What you are asked to do: Your task is to copy each line of the material below that includes "will".

Source material:
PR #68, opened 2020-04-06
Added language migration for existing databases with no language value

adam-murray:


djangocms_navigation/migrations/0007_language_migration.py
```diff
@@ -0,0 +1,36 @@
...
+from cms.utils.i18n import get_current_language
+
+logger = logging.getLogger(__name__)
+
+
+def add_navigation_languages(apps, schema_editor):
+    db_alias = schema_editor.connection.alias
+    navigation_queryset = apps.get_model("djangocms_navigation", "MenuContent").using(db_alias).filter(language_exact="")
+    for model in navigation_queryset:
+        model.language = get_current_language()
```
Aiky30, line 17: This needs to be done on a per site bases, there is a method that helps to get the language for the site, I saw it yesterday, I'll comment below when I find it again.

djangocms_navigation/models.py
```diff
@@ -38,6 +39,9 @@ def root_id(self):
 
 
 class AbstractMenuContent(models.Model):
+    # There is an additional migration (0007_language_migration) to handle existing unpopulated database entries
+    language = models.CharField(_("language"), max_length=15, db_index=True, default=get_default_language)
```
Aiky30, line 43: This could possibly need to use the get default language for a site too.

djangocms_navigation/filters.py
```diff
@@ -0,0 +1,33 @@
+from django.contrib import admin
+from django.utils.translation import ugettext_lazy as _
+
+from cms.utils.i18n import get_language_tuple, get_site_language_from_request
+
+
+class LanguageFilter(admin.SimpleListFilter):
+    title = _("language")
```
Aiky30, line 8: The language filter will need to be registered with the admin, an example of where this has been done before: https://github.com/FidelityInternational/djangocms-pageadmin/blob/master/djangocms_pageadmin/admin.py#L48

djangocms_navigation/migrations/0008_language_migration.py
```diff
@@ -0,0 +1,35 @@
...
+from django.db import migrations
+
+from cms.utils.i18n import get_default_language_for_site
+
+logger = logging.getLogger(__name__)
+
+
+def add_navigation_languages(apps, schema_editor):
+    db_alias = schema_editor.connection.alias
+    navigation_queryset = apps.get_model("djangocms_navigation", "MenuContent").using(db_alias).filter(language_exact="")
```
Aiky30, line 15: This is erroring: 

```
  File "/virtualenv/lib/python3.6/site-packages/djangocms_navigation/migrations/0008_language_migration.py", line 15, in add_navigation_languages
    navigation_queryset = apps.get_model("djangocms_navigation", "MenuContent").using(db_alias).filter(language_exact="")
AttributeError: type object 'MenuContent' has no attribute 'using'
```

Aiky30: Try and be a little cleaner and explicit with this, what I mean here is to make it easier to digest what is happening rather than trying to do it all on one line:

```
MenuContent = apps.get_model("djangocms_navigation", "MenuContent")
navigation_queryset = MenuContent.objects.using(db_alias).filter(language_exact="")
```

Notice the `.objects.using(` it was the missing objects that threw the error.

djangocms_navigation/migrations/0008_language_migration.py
--
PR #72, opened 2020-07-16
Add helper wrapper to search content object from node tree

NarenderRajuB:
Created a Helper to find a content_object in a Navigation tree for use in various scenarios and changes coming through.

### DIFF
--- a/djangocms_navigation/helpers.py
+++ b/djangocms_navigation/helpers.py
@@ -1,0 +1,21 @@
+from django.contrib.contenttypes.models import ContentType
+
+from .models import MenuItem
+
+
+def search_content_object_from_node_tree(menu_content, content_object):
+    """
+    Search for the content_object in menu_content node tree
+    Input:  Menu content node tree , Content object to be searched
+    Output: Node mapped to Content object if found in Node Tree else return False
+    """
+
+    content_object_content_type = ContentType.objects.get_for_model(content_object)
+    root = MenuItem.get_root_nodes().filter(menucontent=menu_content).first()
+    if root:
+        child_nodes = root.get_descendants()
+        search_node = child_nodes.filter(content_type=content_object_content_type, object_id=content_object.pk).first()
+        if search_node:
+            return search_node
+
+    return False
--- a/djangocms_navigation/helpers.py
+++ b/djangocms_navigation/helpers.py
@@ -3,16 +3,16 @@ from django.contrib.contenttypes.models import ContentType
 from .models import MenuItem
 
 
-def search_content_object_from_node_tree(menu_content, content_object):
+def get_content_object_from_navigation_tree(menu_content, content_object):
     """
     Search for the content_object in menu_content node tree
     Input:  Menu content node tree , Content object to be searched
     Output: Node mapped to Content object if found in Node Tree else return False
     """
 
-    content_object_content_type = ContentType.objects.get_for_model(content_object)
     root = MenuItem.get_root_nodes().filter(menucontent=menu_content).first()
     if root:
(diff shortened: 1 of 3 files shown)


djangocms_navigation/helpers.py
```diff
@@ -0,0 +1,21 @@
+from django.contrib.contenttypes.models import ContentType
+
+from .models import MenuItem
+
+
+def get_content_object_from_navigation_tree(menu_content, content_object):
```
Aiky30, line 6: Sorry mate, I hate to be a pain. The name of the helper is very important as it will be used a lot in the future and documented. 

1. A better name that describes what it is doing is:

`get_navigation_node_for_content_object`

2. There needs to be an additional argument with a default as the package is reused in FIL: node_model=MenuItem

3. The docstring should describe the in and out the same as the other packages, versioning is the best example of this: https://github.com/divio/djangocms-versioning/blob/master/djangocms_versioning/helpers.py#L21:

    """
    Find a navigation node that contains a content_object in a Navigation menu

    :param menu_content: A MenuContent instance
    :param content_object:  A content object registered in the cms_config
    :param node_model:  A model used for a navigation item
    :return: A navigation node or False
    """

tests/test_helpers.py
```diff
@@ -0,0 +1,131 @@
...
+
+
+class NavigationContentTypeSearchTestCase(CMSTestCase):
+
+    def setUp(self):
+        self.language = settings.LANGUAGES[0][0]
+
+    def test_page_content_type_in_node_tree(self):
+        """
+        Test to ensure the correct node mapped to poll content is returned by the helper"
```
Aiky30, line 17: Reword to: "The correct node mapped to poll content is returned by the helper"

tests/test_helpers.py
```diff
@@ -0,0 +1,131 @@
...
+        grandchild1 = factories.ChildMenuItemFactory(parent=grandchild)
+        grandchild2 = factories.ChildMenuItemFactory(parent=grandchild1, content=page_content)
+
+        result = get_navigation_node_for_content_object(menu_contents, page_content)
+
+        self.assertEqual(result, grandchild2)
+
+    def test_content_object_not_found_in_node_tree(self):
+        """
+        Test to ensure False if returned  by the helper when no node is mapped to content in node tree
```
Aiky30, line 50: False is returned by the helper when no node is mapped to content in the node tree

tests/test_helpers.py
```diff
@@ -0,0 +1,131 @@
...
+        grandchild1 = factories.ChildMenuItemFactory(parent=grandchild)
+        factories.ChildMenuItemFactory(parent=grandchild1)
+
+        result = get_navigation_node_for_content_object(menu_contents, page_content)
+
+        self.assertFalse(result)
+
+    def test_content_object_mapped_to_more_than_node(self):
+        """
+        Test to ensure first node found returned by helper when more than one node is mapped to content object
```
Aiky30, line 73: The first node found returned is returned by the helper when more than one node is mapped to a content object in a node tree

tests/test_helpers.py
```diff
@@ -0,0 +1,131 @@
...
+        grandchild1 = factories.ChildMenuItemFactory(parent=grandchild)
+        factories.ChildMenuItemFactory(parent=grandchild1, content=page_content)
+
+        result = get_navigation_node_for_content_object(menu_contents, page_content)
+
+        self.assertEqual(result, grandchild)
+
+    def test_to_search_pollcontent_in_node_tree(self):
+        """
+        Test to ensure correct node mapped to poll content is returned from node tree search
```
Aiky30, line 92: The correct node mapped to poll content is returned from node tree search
* * *
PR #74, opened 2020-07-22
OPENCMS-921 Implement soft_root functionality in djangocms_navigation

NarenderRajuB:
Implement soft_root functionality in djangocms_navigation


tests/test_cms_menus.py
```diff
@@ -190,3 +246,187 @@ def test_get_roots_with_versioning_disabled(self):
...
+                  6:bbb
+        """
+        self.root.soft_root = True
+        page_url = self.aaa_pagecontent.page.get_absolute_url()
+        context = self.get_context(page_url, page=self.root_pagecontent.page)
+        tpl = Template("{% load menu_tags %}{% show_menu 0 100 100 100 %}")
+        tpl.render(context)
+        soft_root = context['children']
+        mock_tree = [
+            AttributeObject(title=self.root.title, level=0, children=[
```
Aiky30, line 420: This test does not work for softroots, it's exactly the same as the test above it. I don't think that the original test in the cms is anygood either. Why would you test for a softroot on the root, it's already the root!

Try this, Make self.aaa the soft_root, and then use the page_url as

Solution to this task:
Aiky30, line 8: The language filter will need to be registered with the admin, an example of where this has been done before: https://github.com/FidelityInternational/djangocms-pageadmin/blob/master/djangocms_pageadmin/admin.py#L48
Aiky30, line 6: Sorry mate, I hate to be a pain. The name of the helper is very important as it will be used a lot in the future and documented. 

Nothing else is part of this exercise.